I wll never go back to a normal van......
.

try finding one with a box about 12-14 feet long and it 
is really no different than driveing a normal ford maxi van ..

e-bay has got about 4 on there with under 70k on them for about 13k.

http://cgi.ebay.com/ebaymotors/_W0Q...emZ250881859675QQsspagenameZSTRKQ3aMEWAXQ3aIT....


----------



## Redwood

Master Mark said:


> screw that trailer idea..
> the best thing I ever did was buy a box van..
> I have all the room I could ever want.
> Carry 5 heaters with me at al times and still have
> room for another 5 if necessary.
> I wll never go back to a normal van......
> 
> try finding one with a box about 12-14 feet long and it
> is really no different than driveing a normal ford maxi van ..
> 
> e-bay has got about 4 on there with under 70k on them for about 13k.....


See how local factors go into your choice... :laughing:

If I had a box truck or, trailer instead of the van I run I'd be stuck not being able to do a sneaky pete and drive on the parkway.....

Could add an extra hour onto many of my jobs....


----------



## Tommy plumber

Redwood said:


> See how local factors go into your choice... :laughing:
> 
> If I had a box truck or, trailer instead of the van I run I'd be stuck not being able to do a sneaky pete and drive on the parkway.....
> 
> Could add an extra hour onto many of my jobs....


 



Yes, correct, I remember many of the parkways in the NY/NJ/CT tri-state area prohibiting commercial vehicles.

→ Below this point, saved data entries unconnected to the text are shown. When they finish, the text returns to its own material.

PR #2126, opened 2024-06-14
feat: add the @digir/create-tokens CLI tool

### LINKED ISSUE #2084: `init` script for design-tokens
As an alternative to our design-tokens template repository we should also provide a `init` or `create` script for our users to create the same `design-tokens` files and generic package.json.

This is a planned feature from us and we have also already had feature request from our users after we unveiled our CLI.

Notes:
- Init script with prompts for things such as:
  - Package name, theme name, npm package for css yes/no 
- Defining theme name would mean we would need to interop with Token Studios internal/private `$theme.json` file. This could be brittle as we have no way of knowing when these are changes, and they also use a random id for references.

unekinn:
Resolves #2084

### Example run

image

The output of that run can be found [in this repository](https://github.com/unekinn/unes-tokens)


unekinn:
> We'll probably move this in under `cli` and expose it as an `init` command (or/and `@designsystemet/create-tokens`)

Yes, I was thinking that this was probably a good idea, with a thin wrapper for use with `npm init` if you want it. But the difference between `npm init @digdir/tokens` and `npx @digdir/designsystemet create-tokens` or whatever is pretty insignificant, both need to be discovered in documentation anyway.

> I see we also have to find a good way to keep our template updated 🤔

Agreed! It would be nice to have a source of truth for the token structure (for the theme builder, this tool, and the template repo -- possibly other tools as well?). As a stopgap, you could conceivably regenerate the template repo using this tool 🤔 The output will be slighly different, as the themes will be named "Theme" and "Theme2". If you add some CLI parameters which skip interactive questions, it could be automated in a Github workflow.

mimarz:
> > I see we also have to find a good way to keep our template updated 🤔
> 
> Agreed! It would be nice to have a source of truth for the token structure (for the theme builder, this tool, and the template repo -- possibly other tools as well?). As a stopgap, you could conceivably regenerate the template repo using this tool 🤔 The output will be slighly different, as the themes will be named "Theme" and "Theme2". If you add some CLI parameters which skip interactive questions, it could be automated in a Github workflow.

Yeah, we are still exploring this field. Them same goes for output in terms of transformed tokens to say css variables. Styled Dictionary came out with a new feature ([exportPlatform](https://v4.styledictionary.com/reference/api/#exportplatform)) 2-3 weeks ago actually that will make the latter much easier for sharing the logic between tools!

unekinn:
@mimarz I moved the code into `packages/cli`, adding an `init` command, while keeping `packages/create-tokens`. You can decide if you want to keep the latter or not :)

mimarz:
> @mimarz I moved the code into `packages/cli`, adding an `init` command, while keeping `packages/create-tokens`. You can decide if you want to keep the latter or not :)

Wicked, thanks! This will help a lot.  

Yeah, I haven't had the time to look at it yet, since theres been a lot of new edge-cases to solve with multiple typography and "dimensions" support.

Not sure if we'll make it ready for tomorrows demo, but we can always save it for the next one! We have quite a lot of new stuff prepared for tomorrow :)

Issue #1748, opened 2024-04-03
Migrate Storefront to App router


mimarz:
https://nextjs.org/docs/app/building-your-application/upgrading/app-router-migration

Barsnes:
I have added an `app` folder and started moving over layouts and pages from the `pages` folder.
It is pretty straight forward to migrate to app router, but it is a tedious task.

Only issue I had was to understand how to effectivley use `layout.tsx`, especially in `/bloggen`. The root `/bloggen` has one layout, but it's children, `/bloggen/YEAR/SLUG` should have a different one. I solved this by moving the index of `/bloggen` to a parenthesised folder `(frontpage)`, which then houses the layout, but only for `/bloggen`.

mimarz:
Hmm, if you have time this is something we could use help with @poi33 😊. @Barsnes needs to put this on hold and prioritise some other issues.

poi33:
@mimarz Tror ikke jeg får så mye tid før helgen. Kan være det tar meg en stund før jeg blir ferdig.

mimarz:
> @mimarz i will not have much time before the weekend. Might take me a while before it's done.

Fair enough! Whenever you have the time or want to contribute more. 

We'll see whenever we get around to doing this as its not crucial for V1 but more house cleaning :)

PR #2158, opened 2024-06-25
refactor(storefront): Migrate page to new routing

poi33:
Fix for #1748 
Migrate all pages to app/ routing
Migrate some components to new routing structure


Barsnes (changes requested):
Thanks for the PR! ❤️ 
I looks like you forgot to rename the pages under `grunnleggende`
image

The `GitHubLink.tsx` link also seems to be throwing an error, but the path here would also need to be updated to `route/page.mdx`
image

We also need to add meta data, so we get titles for the pages.
This was previously done with a `<Meta />` component, but in the app router we need to export it:
```js
export const metadata = {
  title: '...',
  description:
    '...',
};
```

I'd like to move over to `layout.tsx` files as well, but it works now and can always be done later on.

Otherwise everything looks great 🎯

Barsnes (approved):
Thanks a lot! ❤️ 
There are a few minor bugs when building, but nothing I can't fix after a merge.
The biggest part of moving over to the app router is done, and routing seems to be working perferctly! 

I'll approve this and solve the remaining build errors in the next branch, thanks a lot! 😄
image

poi33:
@Barsnes I had some trouble with the sizes. Tried to match it to the latest build off i think it was the react package. Tried to keep it in sync.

The Palisades Interstate Pkwy (PIP) which runs from Bergen county NJ north to Orange county NY, does not allow commercial vehicles.


----------



## Redwood

Tommy plumber said:


> Yes, correct, I remember many of the parkways in the NY/NJ/CT tri-state area prohibiting commercial vehicles. The Palisades Interstate Pkwy (PIP) which runs from Bergen county NJ north to Orange county NY, does not allow commercial vehicles.


Yep! Combination plates instead of commercial and under 7,500 lbs. I'm good to go.... Even with the van lettered... :laughing:

Gawd I hope they don't weigh me.... :laughing:


----------



## DesertOkie

I agree with master mark, I ran a box van for 5 yrs no outside doors, I loved it. I have ran a boxish van for a yr with doors and would rather have a box without, 1 door 1 lock. I bought a e250 with designs of starting my own company. After looking at the space I'll have I want a box van. I can't complain about the price $2700 with the shelves and a 3 drawer setup. I would keep looking at the box vans that price seems high, it would be worth a drive or short flight to save some$$


----------



## SlickRick

I have a KUV, I would like to have a box van but working in the sticks poses problems just getting down the roads, plus the driveways (pig trails) The UPS guy's truck has a lot of battle scars. It would tend to scratch the signs fo sho.


----------



## Master Mark

*battle scars*



SlickRick said:


> I have a KUV, I would like to have a box van but working in the sticks poses problems just getting down the roads, plus the driveways (pig trails) The UPS guy's truck has a lot of battle scars. It would tend to scratch the signs fo sho.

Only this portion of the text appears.